PR #2272, opened 2023-11-03
feat(DTFS2-6762): add environment variable portal-ui-url

MarRobSoftwire:
## Introduction
The new environment variable `PORTAL_UI_URL` is added by #2265 & needs to be added to the bicep files

## Resolution

* Added `PORTAL_UI_URL` to `.github/workflows/bicep_az_deployment_group.yml`, `.github/workflows/bicep_workflow_feature.yml` and `infrastructure/resource_group_level/main.bicep`

### DIFF
--- a/.github/workflows/bicep_az_deployment_group.yml
+++ b/.github/workflows/bicep_az_deployment_group.yml
@@ -122,9 +122,6 @@ on:
       PDC_INPUTTERS_EMAIL_RECIPIENT:
         description: webapp environment variable
         required: true
-      PORTAL_UI_URL:
-        description: webapp environment variable
-        required: true
 
 jobs:
   configure-command:
--- a/.github/workflows/bicep_az_deployment_group.yml
+++ b/.github/workflows/bicep_az_deployment_group.yml
@@ -122,6 +122,9 @@ on:
       PDC_INPUTTERS_EMAIL_RECIPIENT:
         description: webapp environment variable
         required: true
+      PORTAL_UI_URL:
+        description: webapp environment variable
+        required: true
 
 jobs:
   configure-command:
@@ -233,4 +236,5 @@ jobs:
               ESTORE_URL=${{ secrets.ESTORE_URL }} \
               PDC_INPUTTERS_EMAIL_RECIPIENT=${{ secrets.PDC_INPUTTERS_EMAIL_RECIPIENT }} \
               RATE_LIMIT_THRESHOLD=${{ vars.RATE_LIMIT_THRESHOLD}} \
-              MAX_UTILISATION_REPORT_FILE_SIZE=${{ vars.MAX_UTILISATION_REPORT_FILE_SIZE }}
+              MAX_UTILISATION_REPORT_FILE_SIZE=${{ vars.MAX_UTILISATION_REPORT_FILE_SIZE }} \
+              PORTAL_UI_URL=${{ vars.PORTAL_UI_URL }}
--- a/.github/workflows/bicep_workflow_feature.yml
+++ b/.github/workflows/bicep_workflow_feature.yml
@@ -75,4 +75,3 @@ jobs:
       SESSION_SECRET: ${{ secrets.SESSION_SECRET }}
       ESTORE_URL: ${{ secrets.ESTORE_URL }}
       PDC_INPUTTERS_EMAIL_RECIPIENT: ${{ secrets.PDC_INPUTTERS_EMAIL_RECIPIENT }}
-      PORTAL_UI_URL: ${{ vars.PORTAL_UI_URL }}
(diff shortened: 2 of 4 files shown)


infrastructure/resource_group_level/main.bicep
```diff
@@ -189,9 +191,10 @@ var tfmApiAdditionalSecureConnectionStrings = {
 }
 
 var portalUiSettings = {
-    RATE_LIMIT_THRESHOLD: RATE_LIMIT_THRESHOLD // TODO:FN-1086 30 on dev, 10000 on feature
-    COMPANIES_HOUSE_API_URL: COMPANIES_HOUSE_API_URL
-    MAX_UTILISATION_REPORT_FILE_SIZE: MAX_UTILISATION_REPORT_FILE_SIZE
+  RATE_LIMIT_THRESHOLD: RATE_LIMIT_THRESHOLD // TODO:FN-1086 30 on dev, 10000 on feature
+  COMPANIES_HOUSE_API_URL: COMPANIES_HOUSE_API_URL
+  MAX_UTILISATION_REPORT_FILE_SIZE: MAX_UTILISATION_REPORT_FILE_SIZE
+  PORTAL_UI_URL: PORTAL_UI_URL
```
lmarrai-sw, line 197: `portal-api` is the service that needs to know this info, not `portal-ui`, so I'm guessing it should be in `portalApiSecureSettings` instead

francescastocco (changes requested):
Nice, there are just a few changes to make as we handle secrets and variables slightly differently

.github/workflows/bicep_workflow_feature.yml
```diff
@@ -46,7 +46,6 @@ jobs:
       REMOTE_VNET_NAME_VPN: ${{ secrets.REMOTE_VNET_NAME_VPN }}
       VNET_ADDRESS_PREFIX: ${{secrets.VNET_ADDRESS_PREFIX}}
       UKEF_VPN_IPS: ${{ secrets.UKEF_VPN_IPS }}
-
```
OxonianCambion, line 49: That was there to give a delineation between "infrastructure" values and application environment variables. I don't feel strongly about it. Either leave it as is or put a comment saying as such.

.github/workflows/bicep_az_deployment_group.yml
```diff
@@ -233,4 +233,5 @@ jobs:
               ESTORE_URL=${{ secrets.ESTORE_URL }} \
               PDC_INPUTTERS_EMAIL_RECIPIENT=${{ secrets.PDC_INPUTTERS_EMAIL_RECIPIENT }} \
               RATE_LIMIT_THRESHOLD=${{ vars.RATE_LIMIT_THRESHOLD}} \
-              MAX_UTILISATION_REPORT_FILE_SIZE=${{ vars.MAX_UTILISATION_REPORT_FILE_SIZE }}
+              MAX_UTILISATION_REPORT_FILE_SIZE=${{ vars.MAX_UTILISATION_REPORT_FILE_SIZE }} \
+              PORTAL_UI_URL=${{ vars.PORTAL_UI_URL }}
```
OxonianCambion, line 237: I think using `vars` for this is a good idea, as the URL isn't secret. Even though vars are a beta feature, I think it is sound.

Note that you'll need to get @abhi-markan  to add the correct values to the different environments.

Ideally, it should be:
```
dev: https://tfs-dev-fd.azurefd.net/
feature: https://tfs-feature-fd.azurefd.net/
staging: https://tfs-staging-fd.azurefd.net/
prod: https://www.get-a-guarantee-for-export-finance.service.gov.uk/
```
(Note that I you should check the prod value.)

HOWEVER, because there isn't a `feature` environment on GitHub yet, you have a problem.
Because it isn't used on `dev` yet, you could do the following:
```
dev: https://tfs-feature-fd.azurefd.net/
staging: https://tfs-staging-fd.azurefd.net/
prod: https://www.get-a-guarantee-for-export-finance.service.gov.uk/
```

And keep track that the `dev` will need updating before the `main-stbr` branch is merged to `main`.

infrastructure/resource_group_level/main.bicep
```diff
@@ -145,6 +146,7 @@ var dtfsCentralApiAdditionalSecureSetting = {
 
 var portalApiSettings = {
   RATE_LIMIT_THRESHOLD: RATE_LIMIT_THRESHOLD
+  PORTAL_UI_URL: PORTAL_UI_URL
```
OxonianCambion, line 149: Note that because we are in control of the front-door deployment, we can actually get the value ourselves and avoid the GitHub variable. If there wasn't the issue of selecting the right url for the `prod` deployment I would insist on following the same non-trivial mechanism used by the `tfmUiUrl` setting. This is a little fiddly though as you need to avoid a circular dependency and set the value _after_ the front-door deployment. (Weirdly, the tfmUiUrl uses a connection string too.)

Don't do that now, but raise a card under FN-692 to at least consider it. Use FN-927 (The TFM_UI_URL one) as a template for it. Grab me if that's not clear!

OxonianCambion (approved):
Don't forget to get @abhi-markan to add the value to `dev` before you merge or it will break!

infrastructure/resource_group_level/main.bicep
MarRobSoftwire: See FN-1479

francescastocco (approved):

PR #2277, opened 2023-11-06
feat(FN-1472): remove commas from cell values

ChristianMcc:
## Introduction
We had issues parsing cell values with commas due to us going to csv first and then parsing the csv to JSON

## Resolution
No commas are needed in the values so strip the values of any commas. Added benefit that if someone has a string representing a number with commas they are removed and it is easier to parse


toddym42 (approved):
Looks good to me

■ ■ ■ ■ ■ ■ ■

Exercise directions - Write every entry out again. Keep each one exact.

Response -
PR #2272, opened 2023-11-03
feat(DTFS2-6762): add environment variable portal-ui-url

MarRobSoftwire:
## Introduction
The new environment variable `PORTAL_UI_URL` is added by #2265 & needs to be added to the bicep files

## Resolution

* Added `PORTAL_UI_URL` to `.github/workflows/bicep_az_deployment_group.yml`, `.github/workflows/bicep_workflow_feature.yml` and `infrastructure/resource_group_level/main.bicep`

### DIFF
--- a/.github/workflows/bicep_az_deployment_group.yml
+++ b/.github/workflows/bicep_az_deployment_group.yml
@@ -122,9 +122,6 @@ on:
       PDC_INPUTTERS_EMAIL_RECIPIENT:
         description: webapp environment variable
         required: true
-      PORTAL_UI_URL:
-        description: webapp environment variable
-        required: true
 
 jobs:
   configure-command:
--- a/.github/workflows/bicep_az_deployment_group.yml
+++ b/.github/workflows/bicep_az_deployment_group.yml
@@ -122,6 +122,9 @@ on:
       PDC_INPUTTERS_EMAIL_RECIPIENT:
         description: webapp environment variable
         required: true
+      PORTAL_UI_URL:
+        description: webapp environment variable
+        required: true
 
 jobs:
   configure-command:
@@ -233,4 +236,5 @@ jobs:
               ESTORE_URL=${{ secrets.ESTORE_URL }} \
               PDC_INPUTTERS_EMAIL_RECIPIENT=${{ secrets.PDC_INPUTTERS_EMAIL_RECIPIENT }} \
               RATE_LIMIT_THRESHOLD=${{ vars.RATE_LIMIT_THRESHOLD}} \
-              MAX_UTILISATION_REPORT_FILE_SIZE=${{ vars.MAX_UTILISATION_REPORT_FILE_SIZE }}
+              MAX_UTILISATION_REPORT_FILE_SIZE=${{ vars.MAX_UTILISATION_REPORT_FILE_SIZE }} \
+              PORTAL_UI_URL=${{ vars.PORTAL_UI_URL }}
--- a/.github/workflows/bicep_workflow_feature.yml
+++ b/.github/workflows/bicep_workflow_feature.yml
@@ -75,4 +75,3 @@ jobs:
       SESSION_SECRET: ${{ secrets.SESSION_SECRET }}
       ESTORE_URL: ${{ secrets.ESTORE_URL }}
       PDC_INPUTTERS_EMAIL_RECIPIENT: ${{ secrets.PDC_INPUTTERS_EMAIL_RECIPIENT }}
-      PORTAL_UI_URL: ${{ vars.PORTAL_UI_URL }}
(diff shortened: 2 of 4 files shown)


infrastructure/resource_group_level/main.bicep
```diff
@@ -189,9 +191,10 @@ var tfmApiAdditionalSecureConnectionStrings = {
 }
 
 var portalUiSettings = {
-    RATE_LIMIT_THRESHOLD: RATE_LIMIT_THRESHOLD // TODO:FN-1086 30 on dev, 10000 on feature
-    COMPANIES_HOUSE_API_URL: COMPANIES_HOUSE_API_URL
-    MAX_UTILISATION_REPORT_FILE_SIZE: MAX_UTILISATION_REPORT_FILE_SIZE
+  RATE_LIMIT_THRESHOLD: RATE_LIMIT_THRESHOLD // TODO:FN-1086 30 on dev, 10000 on feature
+  COMPANIES_HOUSE_API_URL: COMPANIES_HOUSE_API_URL
+  MAX_UTILISATION_REPORT_FILE_SIZE: MAX_UTILISATION_REPORT_FILE_SIZE
+  PORTAL_UI_URL: PORTAL_UI_URL
```
lmarrai-sw, line 197: `portal-api` is the service that needs to know this info, not `portal-ui`, so I'm guessing it should be in `portalApiSecureSettings` instead

francescastocco (changes requested):
Nice, there are just a few changes to make as we handle secrets and variables slightly differently

.github/workflows/bicep_workflow_feature.yml
```diff
@@ -46,7 +46,6 @@ jobs:
       REMOTE_VNET_NAME_VPN: ${{ secrets.REMOTE_VNET_NAME_VPN }}
       VNET_ADDRESS_PREFIX: ${{secrets.VNET_ADDRESS_PREFIX}}
       UKEF_VPN_IPS: ${{ secrets.UKEF_VPN_IPS }}
-
```
OxonianCambion, line 49: That was there to give a delineation between "infrastructure" values and application environment variables. I don't feel strongly about it. Either leave it as is or put a comment saying as such.

.github/workflows/bicep_az_deployment_group.yml
```diff
@@ -233,4 +233,5 @@ jobs:
               ESTORE_URL=${{ secrets.ESTORE_URL }} \
               PDC_INPUTTERS_EMAIL_RECIPIENT=${{ secrets.PDC_INPUTTERS_EMAIL_RECIPIENT }} \
               RATE_LIMIT_THRESHOLD=${{ vars.RATE_LIMIT_THRESHOLD}} \
-              MAX_UTILISATION_REPORT_FILE_SIZE=${{ vars.MAX_UTILISATION_REPORT_FILE_SIZE }}
+              MAX_UTILISATION_REPORT_FILE_SIZE=${{ vars.MAX_UTILISATION_REPORT_FILE_SIZE }} \
+              PORTAL_UI_URL=${{ vars.PORTAL_UI_URL }}
```
OxonianCambion, line 237: I think using `vars` for this is a good idea, as the URL isn't secret. Even though vars are a beta feature, I think it is sound.

Note that you'll need to get @abhi-markan  to add the correct values to the different environments.

Ideally, it should be:
```
dev: https://tfs-dev-fd.azurefd.net/
feature: https://tfs-feature-fd.azurefd.net/
staging: https://tfs-staging-fd.azurefd.net/
prod: https://www.get-a-guarantee-for-export-finance.service.gov.uk/
```
(Note that I you should check the prod value.)

HOWEVER, because there isn't a `feature` environment on GitHub yet, you have a problem.
Because it isn't used on `dev` yet, you could do the following:
```
dev: https://tfs-feature-fd.azurefd.net/
staging: https://tfs-staging-fd.azurefd.net/
prod: https://www.get-a-guarantee-for-export-finance.service.gov.uk/
```

And keep track that the `dev` will need updating before the `main-stbr` branch is merged to `main`.

infrastructure/resource_group_level/main.bicep
```diff
@@ -145,6 +146,7 @@ var dtfsCentralApiAdditionalSecureSetting = {
 
 var portalApiSettings = {
   RATE_LIMIT_THRESHOLD: RATE_LIMIT_THRESHOLD
+  PORTAL_UI_URL: PORTAL_UI_URL
```
OxonianCambion, line 149: Note that because we are in control of the front-door deployment, we can actually get the value ourselves and avoid the GitHub variable. If there wasn't the issue of selecting the right url for the `prod` deployment I would insist on following the same non-trivial mechanism used by the `tfmUiUrl` setting. This is a little fiddly though as you need to avoid a circular dependency and set the value _after_ the front-door deployment. (Weirdly, the tfmUiUrl uses a connection string too.)

Don't do that now, but raise a card under FN-692 to at least consider it. Use FN-927 (The TFM_UI_URL one) as a template for it. Grab me if that's not clear!

OxonianCambion (approved):
Don't forget to get @abhi-markan to add the value to `dev` before you merge or it will break!

infrastructure/resource_group_level/main.bicep
MarRobSoftwire: See FN-1479

francescastocco (approved):

PR #2277, opened 2023-11-06
feat(FN-1472): remove commas from cell values

ChristianMcc:
## Introduction
We had issues parsing cell values with commas due to us going to csv first and then parsing the csv to JSON

## Resolution
No commas are needed in the values so strip the values of any commas. Added benefit that if someone has a string representing a number with commas they are removed and it is easier to parse


toddym42 (approved):
Looks good to me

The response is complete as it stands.